## GIVEN DATA
PR #9947, opened 2025-09-03
feat: Add FlexAttention Backend for Efficient Sparse Attention

yukiy927:
## Motivation

This PR introduces a new attention backend leveraging PyTorch's flex_attention API. While existing backends like FlashAttention are highly optimized for dense attention, they offer limited flexibility for custom sparse patterns.

The FlexAttention backend addresses this gap by enabling efficient computation with user-defined sparse attention masks. This is particularly beneficial for:

1. Long-Context Models: Applying sparse patterns can significantly reduce the computational and memory overhead for very long sequences.
2. Research and Development: It provides an easy-to-use, high-performance foundation for developers and researchers experimenting with novel attention mechanisms.

The implementation is verified to maintain numerical parity with the torch native attention backend.

We can support flexible variant sparse attention pattern based on this feature.

## Modifications

- **Added TorchFlexAttnBackend**: Implemented a new backend class that wraps torch.nn.functional.flex_attention.
- **Backend Integration**: Integrated the new backend into the model's attention factory, allowing it to be selected via a configuration option.
- **Unit Test**: Added a unit test to verify the correctness and accuracy of the TorchFlexAttnBackend against the baseline torch native implementation

## Requirements

PyTorch Version: torch>=2.5.0 is required to use the flex_attention API.

## How to Use
To enable the FlexAttention backend, set the `--attention-backend` server argument to `flex_attention`.

**Example:**
```bash
    --model-path <path/to/your/model> \
    --attention-backend flex_attention
```
## Checklist


yukiy927:
Can you take a review of this @merrymercy

python/sglang/srt/server_args.py
```diff
@@ -528,6 +529,12 @@ def __post_init__(self):
             )
             self.disable_cuda_graph = True
 
+        if self.attention_backend == "flex_attention":
+            logger.warning(
+                "Cuda graph is disabled because of using torch Flex Attention backend"
+            )
+            self.disable_cuda_graph = True
```
Fridge003, line 599: Is it possible to support cuda graph for this backend in the future? Since cuda graph is crucial for inference performance.

python/sglang/srt/layers/attention/torch_flex_backend.py
```diff
@@ -0,0 +1,304 @@
...
+
+    def init_forward_metadata(self, forward_batch: ForwardBatch):
+        """Init the metadata for a forward pass."""
+        pass
+
+    def _causal_mask(self, b, h, q_idx, kv_idx):
+        return q_idx >= kv_idx
+
+    def _decode_mask(self, b, h, q_idx, kv_idx):
+        return q_idx == q_idx
```
Fridge003: Maybe it should be q_idx == kv_idx ?

python/sglang/srt/server_args.py
Fridge003: Seems speculative decoding is also not supported yet. We should add the assertion:
`assert self.speculative-algorithm is None`

python/sglang/srt/layers/attention/torch_flex_backend.py
```diff
@@ -0,0 +1,304 @@
...
+            per_req_query_redudant[:, prefill_seq_len_q:, :] = per_req_query
+
+            # get key and value from cache. per_req_tokens contains the kv cache
+            # index for each token in the sequence.
+            req_pool_idx = req_pool_indices[seq_idx]
+            per_req_tokens = req_to_token[req_pool_idx, :seq_len_kv]
+            per_req_key = k_cache[per_req_tokens].movedim(0, query.dim() - 2)
+            per_req_value = v_cache[per_req_tokens].movedim(0, query.dim() - 2)
+
+            if causal:
```
Fridge003: Do we need to create block mask and recompile the kernel for each sequence?
I feel this is not really efficient. 

In https://pytorch.org/blog/flexattention/, there is a method called prefix_mask. Maybe we can use this once and directly compute the output.

python/sglang/srt/layers/attention/torch_flex_backend.py
```diff
@@ -0,0 +1,304 @@
...
+
+        Returns:
+            output: [num_tokens, num_heads, head_size]
+        """
+
+        # [num_tokens, num_heads, head_size] -> [num_heads, num_tokens, head_size]
+        query = query.movedim(0, query.dim() - 2)
+
+        start_q, start_kv = 0, 0
+        for seq_idx in range(seq_lens.shape[0]):
```
Fridge003, line 200: The same problem as above. We should find a way to create mask and  run attention once.

python/sglang/srt/layers/attention/torch_flex_backend.py
yukiy927: Yes, we can create the mask only once during each forward pass, which is much more efficient. This has been updated in [ed373d7](https://github.com/sgl-project/sglang/pull/9947/commits/ed373d79668247aaaaf09b51b72f6455f14af977).
Previously, we put the mask construction inside each layer because many mainstream sparse attention methods apply different masks per layer. This allows for dynamic configurations based on the varying observations from each layer’s mask heatmap. 
However, for now this approach is indeed inefficient. We plan to implement more per-layer sparse attention in the future.

python/sglang/srt/layers/attention/torch_flex_backend.py
yukiy927: Yess, same update as above. We also put mask generation outside per layer during decode pass.

python/sglang/srt/layers/attention/torch_flex_backend.py
yukiy927: We combined the prefill and decode mask generation into a single nested function `_causal_mask`. This function now handles the query offset and avoids redundant query computations in [7e43ae8](https://github.com/sgl-project/sglang/pull/9947/commits/7e43ae843e41234a95d91f7a613500aba10699c7).

python/sglang/srt/server_args.py
yukiy927: cuda graph is currently not compatible with this backend, and there are still upstream fixes pending in PyTorch (see [pytorch/pytorch#145059](https://github.com/pytorch/pytorch/pull/145059)).

We’ll keep tracking this and introduce a multi-pass decode backend to support speculative decoding once the path is cudagraphable. This will be an ongoing effort, we can land it now and continue refining CUDA Graph and speculative decoding support incrementally.

yukiy927: > Seems speculative decoding is also not supported yet. We should add the assertion: `assert self.speculative-algorithm is None`

For now we added the assertion in [54e663e](https://github.com/sgl-project/sglang/pull/9947/commits/54e663e0d53cf5a37a300f1f4758c8898cb8fddc)

drisspg: what version of PT are you using, flexattention has cuda graph support

yukiy927: @drisspg I am using PT version as follows
```
torch                     2.8.0
torch_memory_saver        0.0.8
torchao                   0.9.0
torchaudio                2.8.0
torchvision               0.23.0
```

and I get notimplementederror when I run without set --disable-cuda-graph
```
  File "/sglang/python/sglang/srt/managers/scheduler.py", line 2586, in run_scheduler_process
    scheduler = Scheduler(
                ^^^^^^^^^^
  File "/sglang/python/sglang/srt/managers/scheduler.py", line 329, in __init__
    self.tp_worker = TpWorkerClass(
                     ^^^^^^^^^^^^^^
  File "/sglang/python/sglang/srt/managers/tp_worker_overlap_thread.py", line 67, in __init__
    self.worker = TpModelWorker(
                  ^^^^^^^^^^^^^^
  File "/sglang/python/sglang/srt/managers/tp_worker.py", line 89, in __init__
    self.model_runner = ModelRunner(
                        ^^^^^^^^^^^^
  File "/sglang/python/sglang/srt/model_executor/model_runner.py", line 248, in __init__
    self.initialize(min_per_gpu_memory)
  File "/sglang/python/sglang/srt/model_executor/model_runner.py", line 364, in initialize
    self.init_device_graphs()
  File "/sglang/python/sglang/srt/model_executor/model_runner.py", line 1661, in init_device_graphs
    self.graph_runner = graph_runners[self.device](self)
                        ^^^^^^^^^^^^^^^^^^^^^^^^^^^^^^^^
  File "/sglang/python/sglang/srt/model_executor/cuda_graph_runner.py", line 293, in __init__
    self.model_runner.attn_backend.init_cuda_graph_state(
  File "/sglang/python/sglang/srt/layers/attention/base_attn_backend.py", line 24, in init_cuda_graph_state
    raise NotImplementedError()
NotImplementedError
```

drisspg: that is coming from here though right: https://github.com/sgl-project/sglang/blob/cda7e47ce7ce868fc06ccfbe2e88af8acfe9b263/python/sglang/srt/layers/attention/base_attn_backend.py#L26-L55

e.g. there methods this PR has not implemented enabling cuda-graphs

Fridge003:
@yukiy927 I just ran your branch, and found flex-attention backend is easy to cause OOM when there are more than 1 prompts. Do you have any clues?
截屏2025-09-10 21 24 31

yukiy927:
> @yukiy927 I just ran your branch, and found flex-attention backend is easy to cause OOM when there are more than 1 prompts. Do you have any clues? 截屏2025-09-10 21 24 31

Can you provide what device you are using? I can run longbench v2 which have 500-ish samples with tasks lengths as below on single H20.
image

yukiy927:
> @yukiy927 I just ran your branch, and found flex-attention backend is easy to cause OOM when there are more than 1 prompts. Do you have any clues? 截屏2025-09-10 21 24 31

here "more than one prompts" means batch_size > 1?

Fridge003:
> > @yukiy927 I just ran your branch, and found flex-attention backend is easy to cause OOM when there are more than 1 prompts. Do you have any clues? 截屏2025-09-10 21 24 31
> 
> here "more than one prompts" means batch_size > 1?

Yes. And even I set batch size to 1,  OOM will happen after several batches

I'm running on H100 with llama3-8b, these commands can reproduce this bug
```bash
python3 -m sglang.launch_server --model-path meta-llama/Llama-3.1-8B-Instruct --attention-backend flex_attention

```

Cuda version: 12.6
Pytorch version: 2.8.0+cu126


Are you using H20 with 144GB global memory?

yukiy927:
> > > @yukiy927 I just ran your branch, and found flex-attention backend is easy to cause OOM when there are more than 1 prompts. Do you have any clues? 截屏2025-09-10 21 24 31
> > 
> > 
> > here "more than one prompts" means batch_size > 1?
> 
> Yes. And even I set batch size to 1, OOM will happen after several batches
> 
> I'm running on H100 with llama3-8b, these commands can reproduce this bug
> 
> ```shell
> python3 -m sglang.launch_server --model-path meta-llama/Llama-3.1-8B-Instruct --attention-backend flex_attention
> 
> python3 benchmark/gsm8k/bench_sglang.py --num-shots 8 --num-questions 1319 --parallel 1319
> ```
> 
> Cuda version: 12.6 Pytorch version: 2.8.0+cu126
> 
> Are you using H20 with 144GB global memory?

Thx for your script. I am using H20 with 96GB global mem and I have reproduced it on single card. It runs successfully and takes about 92GB of memory. I guess H100 you are using has 80GB capacity, 16GB less. So the OOM is expected and not an implementation bug.

You may try setting `--mem-fraction-static 0.50`. I tested this on H20 and it reduced the usage to around 56GB, which should fit well on the H100.
```
python3 -m sglang.launch_server --model-path meta-llama/Llama-3.1-8B-Instruct --attention-backend flex_attention --mem-fraction-static 0.50

```
The issue is confirmed to be caused by device memory capacity differences, we can safely move forward.

Fridge003:
> python3 -m sglang.launch_server --model-path meta-llama/Llama-3.1-8B-Instruct --attention-backend flex_attention --mem-fraction-static 0.50

Is it possible to save the memory usage? Since usually we don't set mem-fraction-static to such a small value as 0.50

Fridge003:
I just ran a few test cases in GSM8K with llama3-8b, the accuracy also seems lower than expected
```bash
 python3 benchmark/gsm8k/bench_sglang.py --num-shots 8 --num-questions 100 --parallel 10
100%|████████████████████████████████████████████████████████████████████████████████████████████████████████████████████| 100/100 [11:42<00:00,  7.03s/it]
Accuracy: 0.340
Invalid: 0.000
Latency: 702.946 s
Output throughput: 51.037 token/s

```

yukiy927:
> > python3 -m sglang.launch_server --model-path meta-llama/Llama-3.1-8B-Instruct --attention-backend flex_attention --mem-fraction-static 0.50
> 
> Is it possible to save the memory usage? Since usually we don't set mem-fraction-static to such a small value as 0.50

The --mem-fraction-static setting is more like a workaround for the device difference I mentioned above. It can help you run the benchmark smoothly on your H100 for further testing. 

Is there any globally acceptable memory coverage, e.g. one H100? I’ll look into optimizing the memory usage more systematically later on.

btw, have you ever tested gsm8k benchmark on torch native backend? It takes 86GB or so on H20 which I don't think it can fit in one h100 using the following scripts:
```
python3 -m sglang.launch_server --model-path meta-llama/Llama-3.1-8B-Instruct --attention-backend torch_native

python3 benchmark/gsm8k/bench_sglang.py --num-shots 8 --num-questions 100 --parallel 10
```

xwpaul3:
It seems this implement does not support cuda graph and bs>1, results in a extremely low throughput  in PD disaggration.

yukiy927:
> I just ran a few test cases in GSM8K with llama3-8b, the accuracy also seems lower than expected
> 
> ```shell
>  python3 benchmark/gsm8k/bench_sglang.py --num-shots 8 --num-questions 100 --parallel 10
> 100%|████████████████████████████████████████████████████████████████████████████████████████████████████████████████████| 100/100 [11:42<00:00,  7.03s/it]
> Accuracy: 0.340
> Invalid: 0.000
> Latency: 702.946 s
> Output throughput: 51.037 token/s
> ```

just fix the bug in the latest commit [244e4fc](https://github.com/sgl-project/sglang/pull/9947/commits/244e4fc2f03db19e730605c32af970806fa5e391). fyi, I created prefill and decode block mask lists for each forward pass. And we can reuse it in each layer.
I reran the benchmark as below and the acc issue was resolved:
```
100%|██████████████████████████████████████████████████████████████████████████████████████████████████████████████████████████████████████████████| 100/100 [03:42<00:00,  2.22s/it]
Accuracy: 0.810
```

yukiy927:
> > I just ran a few test cases in GSM8K with llama3-8b, the accuracy also seems lower than expected
> > ```shell
> >  python3 benchmark/gsm8k/bench_sglang.py --num-shots 8 --num-questions 100 --parallel 10
> > 100%|████████████████████████████████████████████████████████████████████████████████████████████████████████████████████| 100/100 [11:42<00:00,  7.03s/it]
> > Accuracy: 0.340
> > Invalid: 0.000
> > Latency: 702.946 s
> > Output throughput: 51.037 token/s
> > ```
> 
> just fix the bug in the latest commit [244e4fc](https://github.com/sgl-project/sglang/pull/9947/commits/244e4fc2f03db19e730605c32af970806fa5e391). fyi, I created prefill and decode block mask lists for each forward pass. And we can reuse it in each layer. I reran the benchmark as below and the acc issue was resolved:
> 
> ```
> 100%|██████████████████████████████████████████████████████████████████████████████████████████████████████████████████████████████████████████████| 100/100 [03:42<00:00,  2.22s/it]
> Accuracy: 0.810
> ```

also worth to note, memory also is lowered to 85GB, maintaning the same memory and accuracy as torch natvie backend.

python/sglang/srt/layers/attention/torch_flex_backend.py
```diff
@@ -25,33 +25,48 @@ def __init__(self, model_runner: ModelRunner):
...
+                    device=self.device,
+                    _compile=False,
+                ))
 
     def _causal_mask(self, b, h, q_idx, kv_idx):
-        return self.q_offset + q_idx >= kv_idx
+        return q_idx >= kv_idx
+
+    def _decode_mask(self, b, h, q_idx, kv_idx):
+        return q_idx <= kv_idx
```
Fridge003, line 73: Is this always True since q_idx is always 0?

python/sglang/srt/layers/attention/torch_flex_backend.py
```diff
@@ -114,18 +137,22 @@ def _run_flex_forward_extend(
             per_req_key = k_cache[per_req_tokens].movedim(0, query.dim() - 2)
             per_req_value = v_cache[per_req_tokens].movedim(0, query.dim() - 2)
 
-            output[start_q:end_q, :, :] = (
+            if not causal:
+                raise NotImplementedError("Non-causal mode is not yet implemented.")
+            
+            per_req_out_redudant = (
```
Fridge003: Should be redundant?

test/srt/test_torch_flex_attention_backend.py
```diff
@@ -0,0 +1,47 @@
...
+        base_url = DEFAULT_URL_FOR_TEST
+        process = popen_launch_server(
+            model,
+            base_url,
+            timeout=DEFAULT_TIMEOUT_FOR_SERVER_LAUNCH,
+            other_args=["--attention-backend", "flex_attention"],
+        )
+
+        try:
+            args = SimpleNamespace(
```
Fridge003, line 32: I feel this test is not strong enough. Maybe you can use gsm8k instead?
You can refer to `test_full_deepseek_v3.py` on how to write gsm8k test

Fridge003:
This PR seems working after fixing accuracy bug. However it's still not efficient since the attention is computed on each sequence separately. In the end we need to compute attention for all the sequences within a single kernel. Maybe we can leave that for future

python/sglang/srt/layers/attention/torch_flex_backend.py
yukiy927: yes, seq_len_q here is always equal to 1, so actually every current q can attend to all kv_idx.

test/srt/test_torch_flex_attention_backend.py
yukiy927: ok, let me work on this.

python/sglang/srt/layers/attention/torch_flex_backend.py
yukiy927: Thanks for pointing out. It's a typo, fixed now.

test/srt/test_torch_flex_attention_backend.py
yukiy927: > I feel this test is not strong enough. Maybe you can use gsm8k instead? You can refer to `test_full_deepseek_v3.py` on how to write gsm8k test

Hi, before diving into it, I am curious about two simple questions: Is the recommendation to switch from MMLU to GSM8K because:
- MMLU has limitations for testing this particular feature, or 
- GSM8K generally provides more robust verification capabilities?

It would be great if you can share why and how to choose the appropriate benchmark going forward.

Fridge003: Mostly because this test didn't detect the accuracy bug I found past days ago, so I guess GSM8K can provide more robust verification in our case

yukiy927: ok, I have pushed a new gsm8k test replacing the original mmlu in [b969f2b](https://github.com/sgl-project/sglang/pull/9947/commits/b969f2be173285486d93fc8c39196bc23a3c3768). And I set the test threshold as 0.62, referenced from `test_mla_tp.py` and `test_mla_flashinfer.py` fyi.

yukiy927:
I'm not sure what brings this PR test failure here, do you have any clue? @Fridge003

Fridge003:
> I'm not sure what brings this PR test failure here, do you have any clue? @Fridge003

Some of them are flaky tests. I will rerun it.

Fridge003 (approved):
LGTM

zongy17:
Hi @yukiy927 @Fridge003 , this feature is exciting! From which version of SGLang it could be enabled by setting --attention-bakckend flex_attention? I tried v0.5.3rc0, but it failed and showed the valid choices not including flex_attention.

Fridge003:
> Hi @yukiy927 @Fridge003 , this feature is exciting! From which version of SGLang it could be enabled by setting --attention-bakckend flex_attention? I tried v0.5.3rc0, but it failed and showed the valid choices not including flex_attention.

Please try pulling the latest main branch, or wait for the next released version.

zongy17:
> > Hi @yukiy927 @Fridge003 , this feature is exciting! From which version of SGLang it could be enabled by setting --attention-bakckend flex_attention? I tried v0.5.3rc0, but it failed and showed the valid choices not including flex_attention.
> 
> Please try pulling the latest main branch, or wait for the next released version.

Hi @Fridge003 , thanks for your reply! I tried pip install the latest main branch, but when I specified --attention-backend flex_attention, it crashed down after showing "Application startup complete". Does it have any constraints on usage like models, TP, chunked-prefill size, ...? My running command is:

`
CUDA_VISIBLE_DEVICES=0,1,2,3 python -m sglang.launch_server --served-model-name GLM-Air --model-path .../GLM-4.5-Air-FP8/ --context-length 65536 --tensor-parallel-size 4 --chunked-prefill-size 8192 --port 8011 --mem-fraction-static 0.7 --disable-radix-cache --attention-bakckend flex_attention
`

When I deleted the `--attention-bakckend flex_attention`, it could work normally. Could you tell any possible reasons?

Fridge003:
> ll the latest main branch, but when I specified --attention-backend flex_attention, it crashed down after showing "Application startup complete". Does it have any constraints on usage like models, TP, chunked-prefill size, ...? My running command is:

Can you please paste error log?

alex1720-web:
> > ll the latest main branch, but when I specified --attention-backend flex_attention, it crashed down after showing "Application startup complete". Does it have any constraints on usage like models, TP, chunked-prefill size, ...? My running command is:
> 
> Can you please paste error log?

The error log is attached. Thanks!
[flex_error.txt](https://github.com/user-attachments/files/22458567/flex_error.txt)

Fridge003:
> > > ll the latest main branch, but when I specified --attention-backend flex_attention, it crashed down after showing "Application startup complete". Does it have any constraints on usage like models, TP, chunked-prefill size, ...? My running command is:
> > 
> > 
> > Can you please paste error log?
> 
> The error log is attached. Thanks! [flex_error.txt](https://github.com/user-attachments/files/22458567/flex_error.txt)

It seems to trigger assertion on num_q_head / num_kv_head. I just looked up the head num of GLM-air and found, and found num_q_head / num_kv_head is 96 / 8 = 12. This doesn't seem to satisfy restriction of flex attention (it should be power of 2).

Maybe we can just change for another backend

## DESCRIPTION OF THE TASK
Beginning at the first line above, repeat exactly until the line containing "## Motivation", which is included.

## TASK SOLUTION
PR #9947, opened 2025-09-03
feat: Add FlexAttention Backend for Efficient Sparse Attention

yukiy927:
## Motivation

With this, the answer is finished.